**Work order:**
The lines from the start of the records through the one containing "### LINKED ISSUE #1018: Inline Functions" are to be transcribed exactly, and nothing else.

**Input material:**
PR #1248, opened 2023-05-12
feat: inline functions

### LINKED ISSUE #1018: Inline Functions
It could come really handy if I can convert Stripe's cents into dollars just in-line. Stripe returns the amount with 00 more, and I don't feel like adding a Code step to divide into 100. I'm also writing tutorials about this so it will make it harder for people to follow and understand why they need to use a code step for it.

Screenshot 2023-04-05 at 17 58 17

abuaboud:
## What does this PR do?

- Migrate everything from ${} to {{}} format
- Allow JS Execution inside {{}}

Fixes #1018

### DIFF
--- a/packages/engine/src/lib/services/variable-service.ts
+++ b/packages/engine/src/lib/services/variable-service.ts
@@ -3,7 +3,7 @@ import { ExecutionState } from '@activepieces/shared';
 import { connectionService } from './connections.service';
 
 export class VariableService {
-  private VARIABLE_TOKEN = RegExp('\\$\\{(.*?)\\}', 'g');
+  private VARIABLE_TOKEN = RegExp('\\{\\{(.*?)\\}\\}', 'g');
   private static CONNECTIONS = 'connections';
   private async resolveInput(input: string, valuesMap: Record<string, unknown>, censorConnections: boolean): Promise<any> {
     // If input contains only a variable token, return the value of the variable while maintaining the variable type.
@@ -13,7 +13,7 @@ export class VariableService {
       matchedTokens.length === 1 &&
       matchedTokens[0] === input
     ) {
-      const variableName = input.substring(2, input.length - 1);
+      const variableName = input.substring(2, input.length - 2);
       if (variableName.startsWith(VariableService.CONNECTIONS)) {
         return this.handleTypeAndResolving(variableName, censorConnections);
       }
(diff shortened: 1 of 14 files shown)


packages/engine/test/services/variable-service.test.ts
```diff
@@ -17,29 +18,35 @@ executionState.insertStep(
...
-    expect(await variableService.resolve('${configs.msg}', executionState)).toEqual(
-      'Hello World'
-    );
-  });
-
-  test('Test resolve text with configs variables', async () => {
+  test('Test resolve text with double variables', async () => {
     expect(
-      await variableService.resolve('Price is ${configs.price}', executionState)
+      await variableService.resolve('Price is ${trigger.price}', executionState)
```
khaledmashaly: Do these tests pass? Since the variable syntax was changed to `{{ }}` instead of `${ }`, right?

Also, It would be excellent if those tests can be added to the GitHub Actions pipeline.

packages/engine/src/lib/services/variable-service.ts
```diff
@@ -86,11 +56,26 @@ export class VariableService {
...
+      const values = Object.values(contextAsScope);
+      const functionBody = `return (${js})`;
+      const evaluatedFn = new Function(...keys, functionBody);
+      const result = evaluatedFn(...values);
+      return result ?? "";
+    } catch (exception) {
+      console.warn('Error evaluating expression', exception);
+      return "";
+    }
+  }
```
khaledmashaly, line 72: Please note that this could be used to execute any JavaScript code, right? I mean this can resolve `{{process.env}}` for example or any other JavaScript code for that matter. I know this is executed inside `isolate` but for unsandboxed mode, this could be potentially harmful, I think we should work on restricting code that can be run next isA.

khaledmashaly (commented):
Please see comments and merge if you think everything is ok

packages/engine/src/lib/services/variable-service.ts
abuaboud: Valid point, but let's revisit the isolation in the next sprint.

Running in isolated binary should be fine, as it's give the same privileged as js code.

packages/engine/test/services/variable-service.test.ts
abuaboud: Sorry fixed, no they dont and added to github actions.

**Answer to this problem:**
PR #1248, opened 2023-05-12
feat: inline functions

### LINKED ISSUE #1018: Inline Functions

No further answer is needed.